● **The task**
From the records below, extract only the lines running from the line with "VEGA-24: show unschedule" to the line with "PR #208, opened 2017-04-27", both lines included, reproducing them exactly.

[Stored data]
....

PR #194, opened 2017-04-13
VEGA-24: show unschedule button only for incomplete visits and for pe…

eliottwiener-thirdchannel:
…ople that the backend say can unschedule

https://thirdchannel.atlassian.net/browse/VEGA-24

### DIFF
--- a/js/apps/procrastination/models/schedule/main.js
+++ b/js/apps/procrastination/models/schedule/main.js
@@ -11,6 +11,7 @@ define(function (require) {
                 }
                 if(!this.get('dateCompleted')) {
                     this.set({canUnassign: context.canUnassign});
+                    this.set({canUnschedule: context.canUnschedule});
                 }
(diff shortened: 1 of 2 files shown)


js/apps/procrastination/models/schedule/main.js
```diff
@@ -11,6 +11,7 @@ define(function (require) {
                 }
                 if(!this.get('dateCompleted')) {
                     this.set({canUnassign: context.canUnassign});
```
josethirdchannel: I'm assuming there's a default value for this somewhere? Is canUnassign and canUnschedule set to false by default and only explicitly allowed for admins(assuming admins means PMs and not Vega personnel).

eliottwiener-thirdchannel: It's set by the backend. True only for admins.

PR #208, opened 2017-04-27
[TC-5063] Add full-width mode to SalesMarquee, add to checkin workflow

aliciasedlock:
**Why:** We want FMRs to be able to see stores sales data when completing their surveys.

**Jira:** https://thirdchannel.atlassian.net/browse/TC-5063

### DIFF
--- a/js/apps/thirdchannel/views/shared/sales_marquee.js
+++ b/js/apps/thirdchannel/views/shared/sales_marquee.js
@@ -18,6 +18,7 @@ define(function(require) {
         initialize: function (data) {
           this.currentWidget = 0;
           this.salesData = data.salesData;
+          this.display = data.display;
           this.salesWidgets = this.formatSalesWidgets(this.salesData);
           this.canNavBack = false;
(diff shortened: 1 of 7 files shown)


js/apps/thirdchannel/views/shared/sales_marquee.js
```diff
@@ -26,29 +27,32 @@ define(function(require) {
         },
 
         render: function () {
+          var templateData;
+
           this.canNavBack = (this.salesWidgets.length !== 0 && this.currentWidget !== 0);
           this.canNavForward = (this.salesWidgets.length !== 0 && this.currentWidget !== this.salesWidgets.length - 1);
 
-          var templateData = {
+          templateData = {
```
josethirdchannel: was losing this var intentional?

aliciasedlock: Oops, nope, this was missed from undoing a change I thought I needed. Will fix!

PR #1535, opened 2022-07-08
Lock zoom by default in operations window

rbauststfc:
### Issue

Refs #1523

### Description

Selects the lock zoom checkbox by default when the operations window first opens. This is just one part of the referenced issue as further information is required to implement the lock scale side. I've set the previews to auto-range when data is first loaded as, although all the datasets I tested with had visible previews without auto-ranging, we seem to get some slight jumping around in size without it.

This PR also includes a change so that the operations window previews will auto-range (the zoom will reset) when the lock zoom checkbox is de-selected.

....

● **Answer space**
VEGA-24: show unschedule button only for incomplete visits and for pe…

eliottwiener-thirdchannel:
…ople that the backend say can unschedule

https://thirdchannel.atlassian.net/browse/VEGA-24

### DIFF
--- a/js/apps/procrastination/models/schedule/main.js
+++ b/js/apps/procrastination/models/schedule/main.js
@@ -11,6 +11,7 @@ define(function (require) {
                 }
                 if(!this.get('dateCompleted')) {
                     this.set({canUnassign: context.canUnassign});
+                    this.set({canUnschedule: context.canUnschedule});
                 }
(diff shortened: 1 of 2 files shown)


js/apps/procrastination/models/schedule/main.js
```diff
@@ -11,6 +11,7 @@ define(function (require) {
                 }
                 if(!this.get('dateCompleted')) {
                     this.set({canUnassign: context.canUnassign});
```
josethirdchannel: I'm assuming there's a default value for this somewhere? Is canUnassign and canUnschedule set to false by default and only explicitly allowed for admins(assuming admins means PMs and not Vega personnel).

eliottwiener-thirdchannel: It's set by the backend. True only for admins.

PR #208, opened 2017-04-27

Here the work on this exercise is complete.